[Start of section]

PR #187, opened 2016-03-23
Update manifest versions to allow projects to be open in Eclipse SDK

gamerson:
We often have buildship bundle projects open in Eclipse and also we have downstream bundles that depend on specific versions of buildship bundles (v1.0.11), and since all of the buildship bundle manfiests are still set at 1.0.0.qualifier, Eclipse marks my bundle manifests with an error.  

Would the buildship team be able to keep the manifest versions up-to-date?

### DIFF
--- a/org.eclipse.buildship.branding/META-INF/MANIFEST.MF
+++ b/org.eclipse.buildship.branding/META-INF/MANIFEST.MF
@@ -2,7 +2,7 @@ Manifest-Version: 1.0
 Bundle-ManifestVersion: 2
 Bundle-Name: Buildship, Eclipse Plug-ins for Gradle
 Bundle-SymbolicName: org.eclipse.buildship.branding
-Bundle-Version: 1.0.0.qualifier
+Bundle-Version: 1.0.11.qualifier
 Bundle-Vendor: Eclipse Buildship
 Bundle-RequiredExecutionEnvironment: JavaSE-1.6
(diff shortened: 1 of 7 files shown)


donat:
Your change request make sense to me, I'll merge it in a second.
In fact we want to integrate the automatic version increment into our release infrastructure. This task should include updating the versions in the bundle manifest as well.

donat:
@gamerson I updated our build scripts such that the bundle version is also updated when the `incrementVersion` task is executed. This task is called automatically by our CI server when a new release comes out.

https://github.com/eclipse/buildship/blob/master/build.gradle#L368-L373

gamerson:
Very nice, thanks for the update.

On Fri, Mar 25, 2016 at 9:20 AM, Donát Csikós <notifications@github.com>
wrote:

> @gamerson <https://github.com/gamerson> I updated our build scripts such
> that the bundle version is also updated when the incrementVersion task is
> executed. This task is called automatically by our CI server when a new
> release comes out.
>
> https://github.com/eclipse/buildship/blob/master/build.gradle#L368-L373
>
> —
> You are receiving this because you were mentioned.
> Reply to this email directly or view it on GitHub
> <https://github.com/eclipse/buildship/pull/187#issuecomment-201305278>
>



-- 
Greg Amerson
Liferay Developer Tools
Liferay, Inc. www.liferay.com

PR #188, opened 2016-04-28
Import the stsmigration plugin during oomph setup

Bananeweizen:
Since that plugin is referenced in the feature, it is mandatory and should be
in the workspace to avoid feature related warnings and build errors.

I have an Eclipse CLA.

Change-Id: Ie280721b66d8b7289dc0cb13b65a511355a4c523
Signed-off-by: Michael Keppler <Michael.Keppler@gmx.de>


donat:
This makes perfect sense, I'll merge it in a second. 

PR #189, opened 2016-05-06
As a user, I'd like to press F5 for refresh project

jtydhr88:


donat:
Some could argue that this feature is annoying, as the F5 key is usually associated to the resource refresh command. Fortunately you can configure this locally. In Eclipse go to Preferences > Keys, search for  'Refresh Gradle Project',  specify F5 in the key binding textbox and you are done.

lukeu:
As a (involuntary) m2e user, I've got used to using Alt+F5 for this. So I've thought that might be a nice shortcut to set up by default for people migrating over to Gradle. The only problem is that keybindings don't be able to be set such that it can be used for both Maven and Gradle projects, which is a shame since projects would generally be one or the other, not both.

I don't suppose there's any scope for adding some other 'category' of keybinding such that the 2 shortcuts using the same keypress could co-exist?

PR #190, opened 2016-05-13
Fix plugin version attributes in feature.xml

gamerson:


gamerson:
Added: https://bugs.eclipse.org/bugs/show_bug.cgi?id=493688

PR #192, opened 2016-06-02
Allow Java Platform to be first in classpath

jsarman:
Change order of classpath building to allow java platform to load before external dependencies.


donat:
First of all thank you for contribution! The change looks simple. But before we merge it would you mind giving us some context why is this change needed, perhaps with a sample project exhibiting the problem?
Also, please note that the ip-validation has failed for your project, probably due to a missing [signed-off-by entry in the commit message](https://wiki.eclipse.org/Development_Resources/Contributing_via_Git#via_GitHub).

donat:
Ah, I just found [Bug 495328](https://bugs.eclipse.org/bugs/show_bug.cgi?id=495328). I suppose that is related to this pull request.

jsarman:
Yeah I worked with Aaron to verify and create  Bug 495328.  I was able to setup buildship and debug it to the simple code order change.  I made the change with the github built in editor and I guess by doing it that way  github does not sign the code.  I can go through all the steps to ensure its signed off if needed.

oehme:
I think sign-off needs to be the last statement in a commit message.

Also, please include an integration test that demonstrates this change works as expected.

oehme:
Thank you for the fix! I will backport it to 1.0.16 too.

[End of section]

What the exercise asks: For this exercise, restate each of the entries without any deviation.

The answer:
PR #187, opened 2016-03-23
Update manifest versions to allow projects to be open in Eclipse SDK

gamerson:
We often have buildship bundle projects open in Eclipse and also we have downstream bundles that depend on specific versions of buildship bundles (v1.0.11), and since all of the buildship bundle manfiests are still set at 1.0.0.qualifier, Eclipse marks my bundle manifests with an error.  

Would the buildship team be able to keep the manifest versions up-to-date?

### DIFF
--- a/org.eclipse.buildship.branding/META-INF/MANIFEST.MF
+++ b/org.eclipse.buildship.branding/META-INF/MANIFEST.MF
@@ -2,7 +2,7 @@ Manifest-Version: 1.0
 Bundle-ManifestVersion: 2
 Bundle-Name: Buildship, Eclipse Plug-ins for Gradle
 Bundle-SymbolicName: org.eclipse.buildship.branding
-Bundle-Version: 1.0.0.qualifier
+Bundle-Version: 1.0.11.qualifier
 Bundle-Vendor: Eclipse Buildship
 Bundle-RequiredExecutionEnvironment: JavaSE-1.6
(diff shortened: 1 of 7 files shown)


donat:
Your change request make sense to me, I'll merge it in a second.
In fact we want to integrate the automatic version increment into our release infrastructure. This task should include updating the versions in the bundle manifest as well.

donat:
@gamerson I updated our build scripts such that the bundle version is also updated when the `incrementVersion` task is executed. This task is called automatically by our CI server when a new release comes out.

https://github.com/eclipse/buildship/blob/master/build.gradle#L368-L373

gamerson:
Very nice, thanks for the update.

On Fri, Mar 25, 2016 at 9:20 AM, Donát Csikós <notifications@github.com>
wrote:

> @gamerson <https://github.com/gamerson> I updated our build scripts such
> that the bundle version is also updated when the incrementVersion task is
> executed. This task is called automatically by our CI server when a new
> release comes out.
>
> https://github.com/eclipse/buildship/blob/master/build.gradle#L368-L373
>
> —
> You are receiving this because you were mentioned.
> Reply to this email directly or view it on GitHub
> <https://github.com/eclipse/buildship/pull/187#issuecomment-201305278>
>



-- 
Greg Amerson
Liferay Developer Tools
Liferay, Inc. www.liferay.com

PR #188, opened 2016-04-28
Import the stsmigration plugin during oomph setup

Bananeweizen:
Since that plugin is referenced in the feature, it is mandatory and should be
in the workspace to avoid feature related warnings and build errors.

I have an Eclipse CLA.

Change-Id: Ie280721b66d8b7289dc0cb13b65a511355a4c523
Signed-off-by: Michael Keppler <Michael.Keppler@gmx.de>


donat:
This makes perfect sense, I'll merge it in a second. 

PR #189, opened 2016-05-06
As a user, I'd like to press F5 for refresh project

jtydhr88:


donat:
Some could argue that this feature is annoying, as the F5 key is usually associated to the resource refresh command. Fortunately you can configure this locally. In Eclipse go to Preferences > Keys, search for  'Refresh Gradle Project',  specify F5 in the key binding textbox and you are done.

lukeu:
As a (involuntary) m2e user, I've got used to using Alt+F5 for this. So I've thought that might be a nice shortcut to set up by default for people migrating over to Gradle. The only problem is that keybindings don't be able to be set such that it can be used for both Maven and Gradle projects, which is a shame since projects would generally be one or the other, not both.

I don't suppose there's any scope for adding some other 'category' of keybinding such that the 2 shortcuts using the same keypress could co-exist?

PR #190, opened 2016-05-13
Fix plugin version attributes in feature.xml

gamerson:


gamerson:
Added: https://bugs.eclipse.org/bugs/show_bug.cgi?id=493688

PR #192, opened 2016-06-02
Allow Java Platform to be first in classpath

jsarman:
Change order of classpath building to allow java platform to load before external dependencies.


donat:
First of all thank you for contribution! The change looks simple. But before we merge it would you mind giving us some context why is this change needed, perhaps with a sample project exhibiting the problem?
Also, please note that the ip-validation has failed for your project, probably due to a missing [signed-off-by entry in the commit message](https://wiki.eclipse.org/Development_Resources/Contributing_via_Git#via_GitHub).

donat:
Ah, I just found [Bug 495328](https://bugs.eclipse.org/bugs/show_bug.cgi?id=495328). I suppose that is related to this pull request.

jsarman:
Yeah I worked with Aaron to verify and create  Bug 495328.  I was able to setup buildship and debug it to the simple code order change.  I made the change with the github built in editor and I guess by doing it that way  github does not sign the code.  I can go through all the steps to ensure its signed off if needed.

oehme:
I think sign-off needs to be the last statement in a commit message.

Also, please include an integration test that demonstrates this change works as expected.

oehme:
Thank you for the fix! I will backport it to 1.0.16 too.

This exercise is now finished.